§ Exercise brief:
Your answer should be every line of the records that contains the word "temp", copied as it stands.

§ Input material:
PR #56, opened 2023-05-18
Save and reuse when possible the temp test environments

quinnj:
This avoids unnecessary recompilation/reactivation of test environments when a user repeatedly calls `runtests` on the same project from the REPL. The temp environments are created via `mktempdir` in TestEnv.jl, so they'll auto be cleaned up for us when the process exits.

### DIFF
--- a/src/ReTestItems.jl
+++ b/src/ReTestItems.jl
@@ -224,7 +224,6 @@ function _runtests(shouldrun, paths, nworkers::Int, nworker_threads::Int, worker
                     testenv = TestEnv.activate()
                     TEST_ENVS[proj_file] = testenv
                 end
-                @debugv 2 "Running in test environment `$(Base.active_project())`"
                 _runtests_in_current_env(shouldrun, paths, proj_file, nworkers, nworker_threads, worker_init_expr, testitem_timeout, retries, verbose_results, debug, report, logs)
             finally
                 Base.set_active_project(orig_proj)
--- a/src/ReTestItems.jl
+++ b/src/ReTestItems.jl
@@ -214,14 +214,26 @@ function _runtests(shouldrun, paths, nworkers::Int, nworker_threads::Int, worker
             return _runtests_in_current_env(shouldrun, paths, proj_file, nworkers, nworker_threads, worker_init_expr, testitem_timeout, retries, verbose_results, debug, report, logs)
         else
             @debugv 1 "Activating test environment for `$proj_file`"
-            return Pkg.activate(proj_file) do
-                TestEnv.activate() do
-                    _runtests_in_current_env(shouldrun, paths, proj_file, nworkers, nworker_threads, worker_init_expr, testitem_timeout, retries, verbose_results, debug, report, logs)
+            orig_proj = Base.active_project()
+            try
+                if haskey(TEST_ENVS, proj_file)
+                    testenv = TEST_ENVS[proj_file]
+                    Base.set_active_project(testenv)
+                else
+                    Pkg.activate(proj_file)
+                    testenv = TestEnv.activate()
+                    TEST_ENVS[proj_file] = testenv
                 end
+                @debugv 2 "Running in test environment `$(Base.active_project())`"
+                _runtests_in_current_env(shouldrun, paths, proj_file, nworkers, nworker_threads, worker_init_expr, testitem_timeout, retries, verbose_results, debug, report, logs)
+            finally
+                Base.set_active_project(orig_proj)
             end
         end
     end
 end
+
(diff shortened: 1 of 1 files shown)


src/ReTestItems.jl
```diff
@@ -214,15 +214,27 @@ function _runtests(shouldrun, paths, nworkers::Int, nworker_threads::Int, worker
...
+            try
+                if haskey(TEST_ENVS, proj_file)
+                    testenv = TEST_ENVS[proj_file]
+                    Base.set_active_project(testenv)
+                else
+                    Pkg.activate(proj_file)
+                    testenv = TestEnv.activate()
+                    TEST_ENVS[proj_file] = testenv
                 end
+                @debugv 2 "Running in test environment `$(Base.active_project())`"
```
nickrobinson251, line 227:
```suggestion
```

src/ReTestItems.jl
```diff
@@ -214,15 +214,27 @@ function _runtests(shouldrun, paths, nworkers::Int, nworker_threads::Int, worker
...
+                _runtests_in_current_env(shouldrun, paths, proj_file, nworkers, nworker_threads, worker_init_expr, testitem_timeout, retries, verbose_results, debug, report, logs)
+            finally
+                Base.set_active_project(orig_proj)
             end
         end
     end
 end
 
+const TEST_ENVS = Dict{String, String}()
```
nickrobinson251, line 236: style-wise, i'd probably put this above the function using it

src/ReTestItems.jl
```diff
@@ -214,15 +214,27 @@ function _runtests(shouldrun, paths, nworkers::Int, nworker_threads::Int, worker
             return _runtests_in_current_env(shouldrun, paths, proj_file, nworkers, nworker_threads, worker_init_expr, testitem_timeout, retries, verbose_results, debug, report, logs)
         else
             @debugv 1 "Activating test environment for `$proj_file`"
-            return Pkg.activate(proj_file) do
-                TestEnv.activate() do
-                    _runtests_in_current_env(shouldrun, paths, proj_file, nworkers, nworker_threads, worker_init_expr, testitem_timeout, retries, verbose_results, debug, report, logs)
+            orig_proj = Base.active_project()
```
nickrobinson251, line 217: can you add a comment linking to the issue that this is working around?

nickrobinson251 (approved):
Thanks for looking into this!!

Please open an issue about it in case we can one day figure out why Pkg/TestEnv isn't already doing this? (i.e. i expect `TestEnv.activate` to "see" that if there are no test-only deps, then we should need to re-trigger precompilation)

Also, i'm presuming it's basically impossible to add a test that this avoids the repeated-precompile issue(?), so it'd at least be helpful to have steps for how to reproduce this (i guess in that same issue), in case someone reports seeing this again in the future

src/ReTestItems.jl
```diff
@@ -214,15 +214,27 @@ function _runtests(shouldrun, paths, nworkers::Int, nworker_threads::Int, worker
...
+            try
+                if haskey(TEST_ENVS, proj_file)
+                    testenv = TEST_ENVS[proj_file]
+                    Base.set_active_project(testenv)
```
nickrobinson251, line 221: what happens if the the testenv file has been removed?

nickrobinson251: should we have a `isfile(testenv)` check to be safe?

quinnj: Yeah, good call.

src/ReTestItems.jl
```diff
@@ -214,10 +224,19 @@ function _runtests(shouldrun, paths, nworkers::Int, nworker_threads::Int, worker
...
         else
             @debugv 1 "Activating test environment for `$proj_file`"
-            return Pkg.activate(proj_file) do
-                TestEnv.activate() do
-                    _runtests_in_current_env(shouldrun, paths, proj_file, nworkers, nworker_threads, worker_init_expr, testitem_timeout, retries, verbose_results, debug, report, logs)
+            orig_proj = Base.active_project()
+            try
+                if haskey(TEST_ENVS, proj_file) && isfile(TEST_ENVS[proj_file])
+                    testenv = TEST_ENVS[proj_file]
+                    Base.set_active_project(testenv)
```
NHDaly, line 231: Should we also be checking that the orig_proj hasn't been changed at all? I think we might want to keep a timestamp in the cache as well, and check that the project is still the same as it was before, otherwise this might fail because we need to `instantiate` the test-only project env again.

quinnj: yeah, probably a good idea.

§ Task result:
Save and reuse when possible the temp test environments
This avoids unnecessary recompilation/reactivation of test environments when a user repeatedly calls `runtests` on the same project from the REPL. The temp environments are created via `mktempdir` in TestEnv.jl, so they'll auto be cleaned up for us when the process exits.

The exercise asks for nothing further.